Iwerks got to explore this notion further at a USC panel discussion last week with Ed Catmull, Dennis Muren, Richard Edlund, John Knoll and Scott Farrar. "Dennis is very visionary when it comes to what is the core part of the frame, what is the core part of the scene," Iwerks offers. "There are so many more tools to learn today, but I asked the panel the other night how important it is to know the traditional aspects of film -- of art. Your basic knowledge of figure drawing and composition and lighting and shading. Dennis was the first to say that it is imperative. Without it, you don't have a good shot. It's like saying, you're going to be able to write a book and not know the alphabet."
Iwerks says she had the most fun deconstructing Jurassic Park, which only embraced CG after Muren proved the dinosaurs could be realistically portrayed. "And I think Transformer s seems really impressive in the amount of detail of each Transformer. Every single one of those pieces has to be animated, lit, rendered -- it's crazy.

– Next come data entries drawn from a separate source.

PR #274, opened 2024-03-19
Support new GPU constraint type which does not include min and max.

majst01:


Gerrit91:
Not required anymore because there are `min` and `max` for GPU constraints as well.

PR #278, opened 2024-04-23
L2 leaves

mreiger:
Add variables for creating a leaf pair that has a Layer-2 VLAN and connects machines through MCLAG

### DIFF
--- a/partition/roles/sonic/templates/frr.conf.j2
+++ b/partition/roles/sonic/templates/frr.conf.j2
@@ -18,14 +18,6 @@ vrf {{ i.vrf }}
 exit-vrf
 {% endif %}
 {% endfor %}
-{% if sonic_vrfs is defined and sonic_vrfs|length > 0 %}
-{% for vrf in sonic_vrfs %}
-!
-vrf Vrf{{ vrf.id }}
- vni {{ vrf.vni }}
-exit-vrf
-{% endfor %}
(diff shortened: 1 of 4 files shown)


partition/roles/sonic/templates/frr.conf.j2
```diff
@@ -18,6 +18,14 @@ vrf {{ i.vrf }}
...
 {% endif %}
 {% endfor %}
+{% if sonic_vrfs is defined and sonic_vrfs|length > 0 %}
+{% for vrf in sonic_vrfs %}
+!
+vrf Vrf{{ vrf.id }}
+ vni {{ vrf.vni }}
+exit-vrf
+{% endfor %}
+{% endif %}
```
robertvolkmann, line 28: What is the difference to `sonic_interconnects`?

robertvolkmann (changes requested):
The tests still fails.

partition/roles/sonic/templates/frr.conf.j2
mreiger: This was left over from an earlier configuration experiment. I have deleted it for now; if something like this is necessary later on it can be recreated easily enough.

robertvolkmann (approved):

Gerrit91 (approved):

You look at each image and the technology is so powerful that they could create those films."
Meanwhile, Muren only began to realize the significance of ILM's achievements when the company was awarded the National Medal of Technology by President Bush a few years back. "It was pretty weird seeing [the documentary] from my point of view because every day is just a day of work," he suggests. "And it almost takes an outsider to see it and put it together. It's a lot of people doing some really amazing things with a deadline. I think that's one of the real reasons it's different from other industries. Whatever we want to try and innovate, if it doesn't get done in time, that's the end of it and it's over. It's not like a research lab. I think that has inspired people to work harder and smarter and constrain themselves within the confines of money and time but to actually accomplish something at the end of it.
"Being outside of LA has also helped because we're like this separator from the industry in some ways and people aren't hunting around for other jobs or giving secrets somewhere else. We're much more focused on two things: our job and our families. And the job perpetuates itself working with the same people year after year and the same toolset, modifying it. There's not a lot of relearning: everything is built off what we've done before. That's what I like about it.

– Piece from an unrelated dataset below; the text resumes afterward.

PR #281, opened 2024-04-29
Move `leaf` and `router` role from metal-roles into mini-lab.

Gerrit91:
References https://github.com/metal-stack/mini-lab/issues/155.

"I always thought that the breakthrough film was Terminator 2 because we had to get so many things in place with the digital comp'ing and all the CG stuff and to be able to deliver it on time and on budget was unheard of. And that prepared us for Jurassic; and the audience could see it in Jurassic because they got dinosaurs, whereas in T2 it's kind of odd with this shape-changing mercury thing. But things were in place between those two movies and T2 was actually written for CG."

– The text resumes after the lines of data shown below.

PR #284, opened 2024-06-06
Provide default for sonic portchannels.

Gerrit91:


partition/roles/sonic/defaults/main.yaml
```diff
@@ -11,9 +11,11 @@ sonic_ports: []
 sonic_ports_dict: {}
 sonic_ports_default_fec: none
 
+sonic_portchannels: []
```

And what does Muren envision as the next breakthroughs? "I see incremental things that are happening and helping, getting closer to digital people and I am personally a fan of 3-D stereo, although I don't think Hollywood is really doing a good job with it at the moment. I hope it survives long enough to make really immersive movies. It has a much better opportunity of connecting the movie experience to the audience more than it does right now. And I'm also for the high frame rate. I'm knocked out about it. I have a Sony LCD at home and love the higher frame rate. In looking at a Blu-ray of something like Gone with the Wind, it's like being on the set and I like that."
Bill Desowitz is senior editor of AWN & VFXWorld.